Task force creates Facebook page for complaints on quarantine violations

Franco Luna - Philstar.com
Task force creates Facebook page for complaints on quarantine violations
Photo release shows members of the national police at an online meeting.
Release / JTF CV Shield

MANILA, Philippines — The quarantine enforcement arm of the coronavirus task force has created a Facebook channel to "facilitate" complaints from users as it moves to monitor social media for quarantine violations amid the coronavirus pandemic.

The task force, which has already used "observations from social media" to justify its push for stricter enforcement in the past, first announced its intent to monitor social media earlier in September, adding that any content gathered can be used as evidence "to warn, to fine and to summon the people concerned in coordination with the barangay officials concerned."

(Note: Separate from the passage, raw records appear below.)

Issue #2172, opened 2022-04-21
[BUG] VM created from windows-iso-image template can't start automatically, need the extra manual start effort  


TachunLin:
**Describe the bug**

When create a windows virtual machine from windows-iso-image template.
The virtual machine can't start automatically and stay in the `off` 

```
start virtual machine default/windows-template failed, persistentvolumeclaims "windows-template-cdrom-disk-rvk33" not found
```
![image](https://user-images.githubusercontent.com/29251855/164446279-949ffce1-c7f6-46c4-9b90-4c04a4b63d80.png)

User need to manual start the windows VM to make it running. 

**To Reproduce**
1. Create a windows iso image from file or upload via URL
  https://storage.googleapis.com/harvester/windows_server_2019_essentials.iso
2. Create a VM , select `windows-iso-image-base-version` template
3. Edit the appropriate CPU and memory
  ![image](https://user-images.githubusercontent.com/29251855/164449378-22ee09a9-6487-4893-95fe-304399035319.png)
4. Select windows iso image with type `cd-rom`
![image](https://user-images.githubusercontent.com/29251855/164449439-7d1a1895-2c7f-4af2-bc04-f4fc5feb7817.png)
5. Click the create button

**Expected behavior**

VM created from windows-iso-image template can start automatically without error 

**Support bundle**

[supportbundle_28479d0f-c787-4ec6-b759-673c63ce6c76_2022-04-21T11-38-33Z.zip](https://github.com/harvester/harvester/files/8530610/supportbundle_28479d0f-c787-4ec6-b759-673c63ce6c76_2022-04-21T11-38-33Z.zip)

**Environment:**
 - Harvester ISO version: `master-03ee6213-head` (04/18) 
 - Underlying Infrastructure (e.g. Baremetal with Dell PowerEdge R630): 1 node harvester on local kvm machine

**Additional context**
  ![image.png](https://images.zenhubusercontent.com/61519853321ea20d65443929/bcc7793e-25bc-41f5-9966-c511a27c3084)
  ![image.png](https://images.zenhubusercontent.com/61519853321ea20d65443929/6ee9cf32-c4f9-4d62-9a57-74fde8844e9d)

WuJun2016:
It's not a problem that happens 100% of the time.  It is not necessarily related to whether or not the window template is selected to create the vm.     Need  @tjjh89017  to help troubleshoot this issue.

tjjh89017:
[...]

PR #2208, opened 2022-04-29
Add vm run strategy enhancement

guangbochen:

**Problem:**
- Add workaround of the upstream kubevirt issue https://github.com/kubevirt/kubevirt/issues/7295 (after stopping and starting the VM the original run strategy will be changed to `Always`)
- After restoring a VM the default run strategy is always default to the manual, it should use the run strategy from the backup.

**Solution:**
- store the last run strategy to the annotation and patch the run strategy from the annotation after a VM is restarted from the halted status.
- use the saved run strategy from the backup status and set the default value to `RerunOnFailure` if it is not defined.

**Related Issue:**
https://github.com/harvester/harvester/issues/2172

## **Test plan:**
For local testing, u can patch the harvester and harvester-webhook image with `guangbo/harvester:fix-run2` and `guangbo/harvester-webhook:fix-run2` respectively, thanks. (use the upstream `master-head` image if this PR is merged)

### Test Case 1 - RerunOnFailure
1. create VM and set the run strategy to `RerunOnFailure` via the `Advanced Option` tab.
2. the VM will start by default.
3. stop and restart the VM the run strategy will remain the same.
4. stop the VM inside the guestOS with `sudo shutdown` and it will NOT restart automatically. (need to wait 20-30 seconds for the status change)

### Test Case 2 - Always
1. create VM and set the run strategy to `Always` via the `Advanced Option` tab.
2. the VM will start by default.
3. stop and restart the VM the run strategy will remain the same.
4. stop the VM inside the guestOS with `sudo shutdown` and it will restart automatically.

### Test Case 3 - Manual
1. create VM and set the run strategy to `Manual` via the `Advanced Option` tab.
2. the VM will NOT start by default.
3. stop and restart the VM the run strategy will remain the same.
4. stop the VM inside the guestOS with `sudo shutdown` and it will NOT restart automatically. (need to wait 20-30 seconds for the status change)

### Test Case 4 - Backup
1.  Config the backup target. (e.g. using the [LH minio](https://longhorn.io/docs/1.2.4/snapshots-and-backups/backup-and-restore/set-backup-target/#set-up-a-local-testing-backupstore))
2. Create a VM and take a backup
3. Restore a new VM from the backup, and make sure its run strategy is reminded as same as the backup one.

### DIFF
--- a/pkg/api/vm/formatter.go
+++ b/pkg/api/vm/formatter.go
@@ -178,8 +178,7 @@ func (vf *vmformatter) canStop(vm *kubevirtv1.VirtualMachine, vmi *kubevirtv1.Vi
 		case kubevirtv1.RunStrategyHalted:
 			return false
 		case kubevirtv1.RunStrategyManual, kubevirtv1.RunStrategyRerunOnFailure:
-			// need to check VMI status
-			if vmi == nil || vmi.Status.Phase != kubevirtv1.Running {
+			if vmi == nil {
 				return false
 			}
 			return true
@@ -223,9 +222,14 @@ func (vf *vmformatter) canDoBackup(vm *kubevirtv1.VirtualMachine, vmi *kubevirtv
 		return false
 	}
 
-	if vmi != nil && vmi.Status.Phase != kubevirtv1.Running {
+	if vm.DeletionTimestamp != nil || (vmi != nil && vmi.DeletionTimestamp != nil) {
 		return false
 	}
+
+	if vmi != nil && vmi.Status.Phase != kubevirtv1.Running && vmi.Status.Phase != kubevirtv1.Succeeded {
+		return false
+	}
+
 	return true
 }
 
@@ -246,9 +250,14 @@ func (vf *vmformatter) isVMStarting(vm *kubevirtv1.VirtualMachine) bool {
 }
 
 func (vf *vmformatter) canCreateTemplate(vmi *kubevirtv1.VirtualMachineInstance) bool {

“We in the JTF COVID Shield believe that most of our netizens have already come across with total disregard of having quarantine violations in their accounts through the uploaded photos and videos of their Facebook friends. And we share disappointment and anger against those people because it is really unfair that most of our kababayan are strictly abiding by the rules while there are people who even dare to flaunt their defiance by posting them in the social media,” said Police Lt. Gen. Guillermo Eleazar, task force commander. 

“Through the Facebook account of the Joint Task Force COVID Shield, they will be given a platform to immediately report to us any blatant violation of quarantine rules such as engaging in drinking sessions, large parties and celebration, and even illegal gambling in public places. All they need to do is to send us the photos and videos and we will take care of the rest,” he added.

According to Eleazar, the official Facebook account of the JTF COVID Shield can be used as an additional avenue for the public to report any violations they see on social media, aside from the existing Facebook accounts of local police stations and other police units.

He called the move an "effort to empower the people not only to help the government in the enforcement of the quarantine rules but also in protecting themselves and their community from hardheaded people who defy the protocols on observation of minimum health safety standard."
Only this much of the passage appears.